We begin with Polanyi’s saying: ‘We know more than we can say’.  One of Polanyi’s examples is the way we recognize someone’s face.   We can perhaps describe the eyes, the nose, the shape of the mouth, whether the hair is covering the forehead and so on.   But to focus on these particulars means that we lose the face.  We recognize someone’s face by ‘indwelling’ the subsidiary particulars - in other words we allow ourselves to be tacitly aware of the shape of the eyes,  the frown on the forehead and so on, as we concentrate on their joint focal and integrated meaning  -  the face of the person.

The structure of tacit knowing is therefore this: we attend from subsidiary knowledge, such as the features of the face, of which we are tacitly aware, towards their joint meaning, namely the face itself.  All thought contains components of which we are subsidiarily aware as we focus on the meaning to which they point.  Tacit knowing, Polanyi maintains, has this from-to structure. And this is what is going on when we make a discovery.  We attend from tacit awareness of subsidiary clues to focal awareness of their joint meaning.

Polanyi uses the word ‘indwelling’ to describe this process.   We indwell the subsidiary tacit awareness in order to concentrate on the focal awareness.  To put it another way - knowledge is not about detachment, but about engagement:  knowledge comes by participation.   For example, a blind man is probing the inside of a cave with his stick.    The stick explores the cracks and crevices in the wall and when this is going on, the other end of the stick is pressing on his hand.  If the man focuses on his hand, all he will feel is the pressure on the hand.   But if he allows himself to be subsidiarily aware of the feelings in his hand, he can focus on the other end of the stick, and he will then understand something of the structure of the cave.   He ‘indwells’ the stick; he is subsidiarily aware in a tacit way of the pressures on his hand; he is focally aware of the walls of the cave.

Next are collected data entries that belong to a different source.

PR #332, opened 2025-09-26
Print version number when running webview

glass-ships:
CIS requested feature to print refl1d and bumps version numbers when running the webview client,
useful for easily identifying which version is being run in the event some issues are noticed in deployment.

### DIFF
--- a/refl1d/webview/server/cli.py
+++ b/refl1d/webview/server/cli.py
@@ -6,6 +6,7 @@ import sys
 import asyncio
 from pathlib import Path
 
+from bumps import __version__ as bumps_version
 from bumps.webview.server import cli
 
 from . import api  # uses side-effects to register refl1d functions
@@ -32,6 +33,12 @@ def main():
         del sys.argv[1]
         run_errors()
     else:
+        print(f"""
+{"=" * 50}
+Refl1d version:\t{__version__}
+with Bumps:\t{bumps_version}
+""")
+
         cli.plugin_main(name="refl1d", client=CLIENT_PATH, version=__version__)
 
 


pkienzle:
bumps.webview.server.cli seems like a better place for this. Something like:
```diff
diff --git a/bumps/webview/server/cli.py b/bumps/webview/server/cli.py
index 6c25456f..f80a3fa9 100644
--- a/bumps/webview/server/cli.py
+++ b/bumps/webview/server/cli.py
@@ -409,12 +409,14 @@ def get_commandline_options(arg_defaults: Optional[Dict] = None):
         help="display logging to console",
         default="warn",
     )
-    # TODO: show version numbers for both refl1d and bumps?
+    # Show version numbers for both refl1d and bumps
+    from bumps import __version__
+    bumps_tag = f" bumps {__version__}" if api.state.app_name != "bumps" else ""
     misc.add_argument(
         "-V",
         "--version",
         action="version",
-        version=f"%(prog)s {api.state.app_version}",
+        version=f"%(prog)s {api.state.app_version}{bumps_tag}",
     )
 
     # TODO: restructure so that -b -s -r --webview override each other
```

glass-ships:
There's also precedent in ORNL apps to print out the version when starting the GUI (separate from having a `--version` CLI flag, this PR looks like:
```
> refl1d -x

==================================================
Refl1d version: 1.0.0rc0.post3+geae6af51
with Bumps:     1.0.3rc2

======== Running on http://127.0.0.1:5148 ========
(Press CTRL+C to quit)
```
for example. 

switching to a logger rather than print seems reasonable, but because of how bumps handles logging, the output can get quite strange. 

if for example, I import `bumps.webview.client.logger` and use that, it only shows up if i log at the `warning` level, but if i use the standard python logger, that configuration seems to interfere with bumps's logging so it ends up looking like: 
```
> refl1d -x
WARNING:root:
==================================================
Refl1d version: 1.0.0rc0.post3+geae6af51
with Bumps:     1.0.3rc2

INFO:webview:BumpsOptions(filename=None, args=None, fit_options={}, resume=False, session=None, read_session=None, write_session=None, serializer='dataclass', no_auto_history=False, path=None, use_persistent_path=False, reload_export=None, pars=None, simulate=False, simrandom=False, shake=False, noise=5, seed=0, chisq=False, export=None, trace=False, parallel=0, mpi=False, mode='edit', headless=True, external=False, port=0, hub=None, convergence_heartbeat=False)
======== Running on http://127.0.0.1:5148 ========
(Press CTRL+C to quit)
^CINFO:webview:shutdown task
INFO:webview:killing...
INFO:webview:shutdown complete
INFO:webview:cleanup task
INFO:webview:webserver shutdown tasks complete
```

bmaranville:
This seems to work for both bumps and refl1d, extending Paul's suggestion a bit:
```diff
diff --git i/bumps/webview/server/cli.py w/bumps/webview/server/cli.py
index 5c71d756..7068373e 100644
--- i/bumps/webview/server/cli.py
+++ w/bumps/webview/server/cli.py
@@ -395,7 +395,7 @@ def get_commandline_options(arg_defaults: Optional[Dict] = None):
         "-V",
         "--version",
         action="version",
-        version=f"%(prog)s {api.state.app_version}",
+        version = branding()
     )
 
     # TODO: restructure so that -b -s -r --webview override each other
@@ -865,6 +865,16 @@ def plugin_main(name: str, client: Path, version: str = ""):
     api.state.client_path = client
     main()
 
+def branding():
+    from bumps import __version__ as bumps_version
+
+    output = f"Bumps version: {bumps_version}\n"
+    if api.state.app_name != "bumps":
+        output += f"{api.state.app_name} version: {api.state.app_version}\n"
+    output += f"Python version: {sys.version.splitlines()[0]}\n"
+    output += f"Platform: {sys.platform}"
+    return output
+
 
 def main(options: Optional[BumpsOptions] = None):
     # TODO: where do we configure matplotlib?
@@ -909,6 +919,7 @@ def main(options: Optional[BumpsOptions] = None):
         # api.state.rank = ""
 
     if webview and is_controller:  # gui mode
+        print(branding())
         start_from_cli(options)
     else:  # console mode
         run_batch_fit(options)
```

pkienzle:
start_bumps/display_bumps are in one of the as yet unapproved PRs, in webserver.py:
```python
# CRUFT: aliases for deprecated names
display_inline_jupyter = display_bumps
start_bumps_server = start_bumps
```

So all our knowledge, Polanyi argues, has this from-to structure.  We are tacitly aware in our bodies of a knowledge that we cannot fully articulate.  We know more than we can tell.  But these subsidiary clues bear on our task as we strive to become focally aware of concepts that give these clues their joint meaning in which truth emerges. That emerging truth is mediated through our tacit awareness.  We attend from our bodies to the world around us. Science research has been described as being ‘on the knife edge’ between nagging ignorance on the one hand and tacit understanding on the other.  We know there is something more to discover, but we cannot say what it is.  At the heart of all science there remains the element of tacit personal judgement based on our skills.  Knowledge therefore always has a personal component, and points towards a transcendent truth.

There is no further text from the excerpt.